Heart attacks and strokes are collectively the leading cause of death in most low- and middle-income countries (LMICs) worldwide. Treatment with four drugs — aspirin, a statin, an angiotensin converting-enzyme (ACE)-inhibitor, and a beta blocker — improves survival and quality of life among patients who have had a heart attack or stroke in the past; however, fewer than a quarter of eligible patients in LMICs receive these medications due to concerns about pill burden and cost.
To address this gap, a team of researchers led by Dhruv S. Kazi, MD, MSc, MS, Associate Director of the Smith Center for Outcomes Research at Beth Israel Deaconess Medical Center (BIDMC) evaluated whether it would be cost-effective to combine several medications into a single “cardiovascular polypill” for patients who have had a previous heart attack or stroke, instead of prescribing the four drugs individually. The findings were published on August 30 in Lancet Global Health.

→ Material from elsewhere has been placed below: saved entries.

PR #10913, opened 2019-12-23
@babel/eslint-parser: update scope analysis for ClassPrivateProperty

kaicataldo:
| Q                        | A 
| ------------------------ | ---
| Fixed Issues?            | Refs https://github.com/babel/babel/issues/10752 
| Patch: Bug Fix?          | :+1:
| Major: Breaking Change?  |
| Minor: New Feature?      |
| Tests Added + Pass?      | Yes
| Documentation PR Link    | 
| Any Dependency Changes?  |
| License                  | MIT

This PR updates the scope analysis for `ClassPrivateMethod`s once https://github.com/babel/babel/pull/10914 is merged and we're parsing these nodes correctly.

Note that `ClassPrivateMethod`s still aren't 100% compatible with `no-undef`/`no-unused-vars`, but I didn't want to throw too much into this PR. I'll handle that as part of auditing the the plugin and making sure rules work with `@babel/eslint-parser`.

This is the last known issue on the parser side of things!

These changes rely on https://github.com/babel/babel/pull/10914 being merged first.

PR #10914, opened 2019-12-23
@babel-core: parse should parse only

kaicataldo:
| Fixed Issues?            | Refs https://github.com/babel/babel/issues/10752 
| Major: Breaking Change?  |
| Minor: New Feature?      |
| Documentation PR Link    | 
| Any Dependency Changes?  |

This fixes the issue of `ClassPrivateMethod` nodes causing `@babel/core.parse()` to throw. 

Currently, `@babel/core.parse()` is doing a lot more than just parsing - this change makes it so that it now just loads the config and parses with the normalized options.

This will unblock https://github.com/babel/babel/pull/10913.


packages/babel-core/src/parse.js
```diff
@@ -1,14 +1,11 @@
...
+import parser from "./parser";
+import type { ParseResult } from "./parser";
 import normalizeOptions from "./transformation/normalize-opts";
 
-type AstRoot = BabelNodeFile | BabelNodeProgram;
-
-export type ParseResult = AstRoot;
-
-export type FileParseCallback = {
+type FileParseCallback = {
```
nicolo-ribaudo: (Note for reviewers)
This wasn't already imported anywhere.

PR #10915, opened 2019-12-23
breaking: remove parserOpts.objectRestSpread from typescript

JLHwung:

Although it is technically a breaking change, I don't think it is visible to end users as long as they use babel/core 8.x with syntax-typescript 8.x.


nicolo-ribaudo:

The researchers built a mathematical model that simulated all adults with a prior heart attack or stroke in five LMICs across a wide range of economic development: India, China, Mexico, Nigeria, and South Africa. These countries were chosen because they have a large burden of cardiovascular disease in their population. Kazi and colleagues used real-world data to model each country’s current rates of medication use and cardiovascular outcomes, and then examined what would happen if patients currently receiving one or more of the evidence-based therapies for cardiovascular disease were switched to the polypill instead. In this simulation model, the researchers followed individuals for their entire lifetime, keeping track of heart attacks, strokes, and deaths, as well as all health care costs. They also estimated patients’ survival and quality-of-life, allowing them to estimate, for each country, a metric called the incremental cost-effectiveness ratio (or ICER). The ICER indicates how much money it would cost to prevent the loss of one disability-adjusted life year.